On a par with jazz, the music of Fela Kuti is foundational to EC’s offering. Somewhere in the flowing opening section of this exultant gig is a remix of Kuti’s 1972 track Lady, percussionist Koleoso and keys man Joe Armon-Jones spurring each other on to greater intensity while sax player James Mollison and trumpeter Ife Ogunjobi (who also plays with African giants Burna Boy and Wizkid) take a break. Armon-Jones (also a solo artist who collaborates widely) appears to have an extra knuckle on each finger, so prehensile are his hands.

Throughout the night, melodies are handed around this all-for-one band, ramping up or changing emphasis on a sixpence. The crowd can easily shout the horn lines back to the players – especially when it’s a sample from EC’s track Togetherness (one that paraphrases Damian Marley’s Welcome to Jamrock, itself quoting Ini Kamoze’s World-a-Music).

It would be tempting to call this generous show in this bosom of imperial bling the peak of Ezra Collective’s career to date. There’s even time for a pop-star wardrobe change for the three most mobile players – TJ Koleoso, Mollison and Ogunjobi – and arena gig-style confetti cannons at the end.

But that would be doing this well-travelled outfit a disservice as well as bolstering an outdated idea of “high” culture. Ezra Collective sold out six gigs in three nights at New York’s Blue Note Café in April this year: a notable jazz-world anointing.

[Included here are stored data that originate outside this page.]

Issue #2586, opened 2019-01-21
TabCompleteResponseEvent without function


JOO200:
I want to modify the TabCompletion from a spigot server at the BungeeCord server. Like "replace the suggestion `%players%` with all connected players on BungeeCord.

I have a clean setup with:
- BungeeCord: BungeeCord-Bootstrap:1.13-SNAPSHOT:7496b0a:1392 by md_5
  - Simple plugin with 2 listeners: TabCompleteEvent and TabCompleteResponseEvent

- Spigot Server: CraftBukkit version git-Spigot-f56e2e7-1a64d4a (MC 1.13.2)
  - Simple plugin with listener: TabCompleteEvent.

The time they played Quincy Jones’s musician-studded birthday party might have been even more nerve-racking.

Dancers from Kinetika Bloco on stage with Ezra Collective at the Royal Albert Hall.
‘Nurturing the next generation seems a natural climax’: dancers from performance group Kinetika Bloco on stage with Ezra Collective at the Royal Albert Hall. Photograph: Andy Hall/The Observer

Like the rapper Kano’s magnificent gig here in 2019, or driller Digga D’s show a fortnight ago, however, there remains something fantastically symbolic in the sound of young, diverse, decolonialised London shaking the famous mushrooms – acoustic diffusers – in the Royal Albert Hall’s dome. It’s a special-guest occasion, and EC have brought several, reprising their appearances on Ezra Collective’s two albums and two EPs.

The most transportive performance comes from fellow jazz musician Zara McFarlane, whose wordless emoting during I Have a God, from 2016’s Chapter 7 EP, supplies the emotional peak of a section devoted to female vocalists (Emeli Sandé and Nao are also in the house).

Three rappers hold up the latter half of the set, with Loyle Carner – who headlined here a month ago – gaining the biggest cheer of recognition. But the more voluble Kojey Radical, who rips up the stage on No Confusion, and veteran grime MC JME (Quest for Coin II) add more barbed focus.

The trajectory throughout is relentlessly up, and these seasoned musicians remain tirelessly eloquent, diverting into Latin forms here, breaking a track down to its bare bones there. One passage lingers long in the memory – Armon-Jones playing solo piano, with flurries of notes cascading across a rapt hall, playing something silvery and beyond genre.

Listen to Ezra Collective’s remix of Fela Kuti’s Lady.

After a triumphant You Can’t Steal My Joy, Koleoso divides the crowd like Moses parting the Red Sea. He travels to a B-kit near the sound desk and Mollison and Ogunjobi follow, playing the aptly named Victory Dance from the middle of the crowd.

That seems hard to top – until Ezra Collective gather the 40-odd young horn players and dozen or so dancers of the carnival-inspired Kinetika Bloco performance group on stage for the closing numbers.

Koleoso doesn’t need to explain: his band, and so many of the London jazz renaissance players, were formed by a seminal youth jazz organisation, Tomorrow’s Warriors. Nurturing the next generation seems a natural climax for a band so big on community. These teenagers might be back in a decade, recalling the first time they shook mushrooms.